Актер аналитического, головного склада полагает, что знает будущий фильм, или, во всяком случае, изучив сценарий, мучительно старается представить его себе в окончательном виде. В этом случае он начинает играть «результат», то есть как бы концепцию роли, — тем самым, дезавуируя саму идею создания кинематографического образа.
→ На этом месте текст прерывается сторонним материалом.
PR #206, opened 2017-03-18
Fix black text on new dweet when not logged in

Anheurystics:


Anheurystics:
Something went wrong with the network while I was committing, which introduced some wonky commits. Will make a cleaner version of this later.

PR #214, opened 2017-04-13
Fix last eslint warning and treat warnings as errors

lionleaf:
Is it too much to fail on eslint warnings? Open to a discussion on that point. I'll rebase off the last commit in that case.

### DIFF
--- a/Makefile
+++ b/Makefile
@@ -27,11 +27,11 @@ lint-python:
 
 .PHONY: lint-js
 lint-js:
-	npm run lint
+	npm run lint -- --max-warnings 0
 
 .PHONY: lint-js-fix
 lint-js-fix:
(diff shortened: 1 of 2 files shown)


joeytwiddle:
For what it's worth, in my work project I was inspired by standardjs to turn a lot of style conventions into errors with the philosophy:

> If it is a problem that can always be easily fixed (which style changes are), then it should be an error, so that it gets fixed.

This allowed us to retain warnings for things that eslint could not be 100% sure were wrong, but were deserving of developer attention. (Some things like that do exist in our code base.)

----

Having said that, if forbidding warnings is working well on this project, then the code must be very beautiful, and it sounds like a good thing to stick with!

PR #215, opened 2017-04-15
Add CSS for random link when selected (previously overlooked)

joeytwiddle:
Fixes a minor oversight in my previous PR.

Currently when on the random page, the "random" link is not made bold.


lionleaf:
Deployed :)

PR #216, opened 2017-07-27
Update dweet.html

Rybar:
So lo-fi dweets look crispy pixel beautiful!

### DIFF
--- a/dwitter/templates/dweet/dweet.html
+++ b/dwitter/templates/dweet/dweet.html
@@ -4,6 +4,11 @@
     * {padding:0;margin:0;border:0;outline:0;overflow:hidden}
     canvas {
       width: 100%;
+      image-rendering: optimizeSpeed;
+      image-rendering: -moz-crisp-edges;
+      image-rendering: -webkit-optimize-contrast;
+      image-rendering: -o-crisp-edges;
+      image-rendering: pixelated;
       background: white;
       }
     </style>


joeytwiddle:
***My suggestion: invite Dwitter users to vote this PR up or down with thumb emoticons.***

In most cases I think this would be an improvement, but occasionally the smooth-scaling is used for effect.

Does it make these look better or worse? [#188 by ocasta181](https://www.dwitter.net/d/188), [#1141 elegant](https://www.dwitter.net/d/1141), [#2934 carpet](https://www.dwitter.net/d/2938), [#1283 noisy grid](https://www.dwitter.net/d/1283)

Of course the lower the resolution, the greater effect this change has: [#2928](https://www.dwitter.net/d/2928), [#2944](https://www.dwitter.net/d/2944), [#2932 police](https://www.dwitter.net/d/2932)

It's pretty easy to test this out yourself. Right-click inspect the canvas and paste in the CSS:

It's worth noting that these rules does not affect internal canvas operations, e.g. `transform('scale()')` or [`drawImage`](https://codegolf.tk/a/68), only the way the final raster is displayed.

```
      image-rendering: optimizeSpeed;
      image-rendering: -moz-crisp-edges;
      image-rendering: -webkit-optimize-contrast;
      image-rendering: -o-crisp-edges;
      image-rendering: pixelated;
```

Я уже говорил, что разные актеры требуют к себе разного подхода. Более того, иногда один и тот же актер требует к себе иного подхода в работе над новыми ролями. Режиссер вынужден быть изобретательным в поисках методов и средств достижения нужного ему результата. Вот Коля Бурляев в работе над Бориской, сыном колокольных дел мастера в «Андрее Рублеве»… Это его вторая работа у меня после «Иванова детства». Во время съемок мне приходилось через ассистентов доводить до его сведения, что я им чрезвычайно недоволен и, возможно, буду переснимать его сцены с другим актером. Мне было нужно, чтобы он чувствовал за своей спиной зреющую катастрофу, чтобы неуверенность владела им, и чтобы он был искренним в выражении этого состояния. Бурляев — актер чрезвычайно несобранный, декоративный и неглубокий. Его темперамент искусственен. Именно поэтому я был вынужден прибегать к столь суровым мерам. И, тем не менее, он в фильме не на уровне моих любимых исполнителей: Ирмы Рауш, Солоницына, Гринько, Бейшеналиева, Назарова. А Иван Лапиков, исполняющий роль Кирилла, тоже, для меня, очевидно, выбивается из общей тональности актерского исполнения в фильме. Он театрален: то есть играет замысел, свое отношение к роли, образ.
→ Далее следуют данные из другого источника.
PR #523, opened 2026-06-01
Color ESPHome multi-line log continuations in WebSerial logs

bdraco:

WebSerial logs are read straight off the device UART and split on newlines. A multi-line ESPHome log record (a `dump_config` `[C]` block, say) opens its color once on the entry line and only resets on the last; the continuation lines are merely indented, with no header or color of their own. Splitting that on `\n` left every continuation line colorless and prefix-less, so config dumps rendered half-uncolored.

Backend-streamed logs don't hit this: the `esphome logs` CLI already re-applies the prefix + color to each line via aioesphomeapi's `LogParser`. WebSerial bypasses the backend entirely, so it had no equivalent.

This adds `ESPHomeLogParser`, a small TypeScript port of that `LogParser`: a stateful per-line parser that records the entry line's `[…]:` prefix + leading color and re-applies them (with a trailing reset) to continuation lines, so the output matches the backend's per-line shape. Every raw serial line runs through it before timestamping in `streamSerialToDialog`. It is a single shared library so any future client-side raw-log source can reuse it.

- Follow-up to the dialog-unification work in #513 (continuation-line coloring on WebSerial logs).

## Types of changes

## Checklist

- [x] `npm run lint` passes.
- [x] `npm run test` passes.

### DIFF
--- a/src/components/dashboard/actions.ts
+++ b/src/components/dashboard/actions.ts
@@ -5,6 +5,7 @@ import type { ConfiguredDevice } from "../../api/types/devices.js";
 import type { ArchivedDevice, BulkActionResult } from "../../api/types/system.js";
 import type { LocalizeFunc } from "../../common/localize.js";
 import { withBase } from "../../util/base-path.js";
+import { ESPHomeLogParser } from "../../util/esphome-log-parser.js";
 import {
   connectToPort,
   detectChip,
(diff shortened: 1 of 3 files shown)


bdraco:
Thanks for the review — both suggestions addressed:

1. **Empty line clearing carried color.** Fixed: blank lines (empty *or* whitespace-only) are now handled first as pass-throughs that don't touch the carried prefix/color, so a bare line (or a `\n\n` that splits to `""`) mid-block no longer drops coloring for the rest of the block. Added a test asserting color carries across an empty line.
2. **Continuation heuristic divergence.** Added a note at the detection site explaining that keying off leading whitespace (rather than aioesphomeapi's entry-regex non-match) is deliberate: the raw UART stream interleaves non-ESPHome output (esptool / PlatformIO) at column 0, which must pass through as plain lines instead of being re-colored as continuations.

Parser tests now 9/9; lint + build clean.

PR #528, opened 2026-06-01
Offer the OTA or serial choice when opening device logs

### LINKED ISSUE #525: There is no longer a way to get to serial logs except through install
The old builder would let you click logs and if web serial was available and there was at least one serial port candiate it would ask if you want ota or serial and which port

bdraco:

Clicking Logs on an online device jumped straight to wireless logs, so the only way to reach serial logs was to take the device offline or go through install. This shows the existing install method picker in logs mode whenever a serial path is available; browser WebSerial, or serial ports on the server. When neither exists, it opens OTA logs directly as before. This restores the old dashboard behavior where Logs asked whether you wanted wireless or serial.

The picker, its logs mode, and all three logs paths (OTA, server serial, WebSerial) already existed; the only change is the decision about when to show it.

- fixes https://github.com/esphome/device-builder-frontend/issues/525

## Types of changes

## Checklist

- [x] `npm run lint` passes.
- [x] `npm run test` passes.

### DIFF
--- a/src/components/dashboard/install.ts
+++ b/src/components/dashboard/install.ts
@@ -68,7 +68,9 @@ export async function openLogs(
   // Offer the OTA-vs-serial choice whenever a serial path exists — browser
   // WebSerial, or serial ports on the server (mirrors the old dashboard's
   // logs-target behavior; see #525). With no serial option at all, skip the
-  // picker and open OTA logs directly.
+  // picker and open OTA logs directly. The device's online/offline state is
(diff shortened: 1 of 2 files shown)


bdraco:
Both addressed in 42263e9; added a comment that the routing is intentionally state-agnostic (the picker gates its own OTA row on device state), and replaced the silent catch with a console.warn so a real getSerialPorts fault is diagnosable while still falling through to OTA.

PR #530, opened 2026-06-01
Show the log source in the logs dialog header

bdraco:

When you have several log windows open it's easy to lose track of which one is streaming over OTA and which is over serial. This adds the transport as a small monospace chip beside the dialog title, so each window self-identifies: OTA, the serial device path (e.g. /dev/cu.usbserial-110), or Web Serial.

The value comes straight from the dialog's existing state; _port is already "OTA" or the serial path for every open() path, and passive sessions are browser Web Serial, so no callers change. base-dialog gains a generic header-suffix slot (additive; other dialogs slot nothing there and look the same), and logs-dialog supplies the chip. One new localization key, logs_source_web_serial, added to every locale; "Web Serial" is kept verbatim in each since it is a proper API name already used that way across the existing strings.

- N/A

## Types of changes

## Checklist

- [x] `npm run lint` passes.
- [x] `npm run test` passes.

### DIFF
--- a/src/components/base-dialog.ts
+++ b/src/components/base-dialog.ts
@@ -82,17 +82,12 @@ import { centeredMobileDialog } from "../styles/dialog-mobile.js";
  *   plain ``<div class="actions">`` at the end of the
  *   body, and forcing them to migrate to a slotted footer
  *   would balloon the diff for no behaviour change.
- * - ``header-suffix`` slot: inline content rendered right
- *   after the title text in the header (e.g. a status /
- *   source chip). Empty for the common case, so existing
- *   dialogs are visually unchanged; the consumer owns the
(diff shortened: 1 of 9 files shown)


bdraco:
Addressed suggestion #1 (long serial paths overflowing the header on narrow widths) in 25e074c. base-dialog now exposes its header row and title text as the `label-row` / `title-text` parts; logs-dialog flexes that row and ellipsises the device name first, so the source chip stays whole. The chip also gets a last-resort `max-width` clamp plus a `title` tooltip so an extreme path on a tiny screen truncates inside the chip instead of overflowing, with the full value still on hover. Scoped to the logs dialog via those parts, so other dialogs keep their default wrapping title.

Issue #39, opened 2026-05-01
Various styling and alignment issues


marcelveldt:
We need to do a full sweep in styling, alignment etc.
There several issues like elements not aligned properly, style mismatches etc.
Also some places have a lot of padding which maybe can be improved.
Also fix the colors, they don't match the rest of HA, too blue.

tanishqmanuja:
<img width="594" height="163" alt="Image" src="https://github.com/user-attachments/assets/1cc46b13-a0bc-43b8-892b-cf5f6e9221ff" />

swoboda1337:
Also fix the colors, they don't match the rest of HA, too blue.

swoboda1337:
Can see the background color etc do not match HA:
<img width="1056" height="186" alt="Image" src="https://github.com/user-attachments/assets/fb130907-6613-4509-84cc-7cdb91d1aeac" />
<img width="811" height="344" alt="Image" src="https://github.com/user-attachments/assets/0d676574-86a3-477e-bd04-e197766a2c3c" />

bdraco:
All known issues have been addressed

PR #537, opened 2026-06-01
Flow the dashboard on mobile so the table view footer isn't clipped

bdraco:

On mobile, the table view kept the desktop fixed height, internal scroll layout even though the table reflows into stacked cards there; that left dead space above the pagination row and let the fixed footer clip the bottom card.

This makes the dashboard flow in the app's scroll container on phones, the same way the card and YAML views already do, so the page sizes to its content and reserves space for the footer. Desktop is unchanged.

- part of #39

## Types of changes

## Checklist

- [x] `npm run lint` passes.
- [x] `npm run test` passes.


bdraco:
wrong solution

PR #540, opened 2026-06-01
Migrate the confirm dialog onto esphome-base-dialog

bdraco:

Part of #39, the dialog consistency cleanup. The confirm dialog used a raw wa-dialog directly while settings already uses the shared esphome-base-dialog, so it skipped the wrapper's busy gate, close-button styling, and event-scope handling.

This moves it onto esphome-base-dialog; the imperative _dialog.open toggle becomes a reactive _open flag wired to the wrapper's request-close and after-hide contract, the public open() and close() API and the confirm, secondary, cancel events are unchanged. The shared modalDialogStyles header, title, body, footer rules now carry a dual selector so one fragment styles both the raw and the wrapped dialogs as the rest migrate. Verified with headless Chrome that the rendered dialog is pixel identical to main; dialog size, header and body padding, title, icon, text, and the Cancel and Confirm buttons all match.

- addresses https://github.com/esphome/device-builder-frontend/issues/39 (dialog consistency)

## Types of changes

## Checklist

- [x] `npm run lint` passes.
- [x] `npm run test` passes.

### DIFF
--- a/src/components/confirm-dialog.ts
+++ b/src/components/confirm-dialog.ts
@@ -1,17 +1,16 @@
 import { consume } from "@lit/context";
 import { mdiAlertOutline } from "@mdi/js";
 import { LitElement, css, html, nothing } from "lit";
-import { customElement, property, query, state } from "lit/decorators.js";
+import { customElement, property, state } from "lit/decorators.js";
 import type { LocalizeFunc } from "../common/localize.js";
 import { localizeContext } from "../context/index.js";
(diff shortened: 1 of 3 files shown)


bdraco:
Addressed the suggestion: added three tests in confirm-dialog.test.ts covering the new reactive paths the migration introduced.

- dismissing without a decision (after-hide on the inner esphome-base-dialog) fires a single cancel
- confirming first (Enter) fires confirm and does not also fire cancel
- request-close flips the reactive open flag to false

Full suite stays green; the Tests box is now ticked.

Чтобы пояснить, что я имею в виду, обратимся к фильму Бергмана «Стыд». В нем практически нет ни одного так называемого «актерского куска», где бы исполнитель «выдал» режиссерский замысел, то есть сыграл концепцию образа, свое отношение к нему, оценил бы его с позиции общей идеи. Он упрятан полностью за живой жизнью персонажей, растворен в ней. Герои фильма раздавлены обстоятельствами, подчинены только им и ведут себя соответственно, не пытаясь преподнести нам ни идею, ни отношение к происходящему, ни вывод из случившегося, предоставляя все это фильму в целом, режиссерскому замыслу. И сколь блестяще они справляются со своей задачей! Вы не сможете сказать про этих людей односложно, кто из них хорош, а кто плох, например. Я бы никогда не мог сказать, что герой фон Сюдова плохой человек. Все отчасти хороши и отчасти плохи по-своему. Нет приговоров, потому что в исполнителях нет ни капли тенденциозности, и обстоятельства фильма используются режиссером для того, чтобы исследовать человеческие возможности, испытываемые этими обстоятельствами, а вовсе не для того, чтобы иллюстрировать априори заданную идею.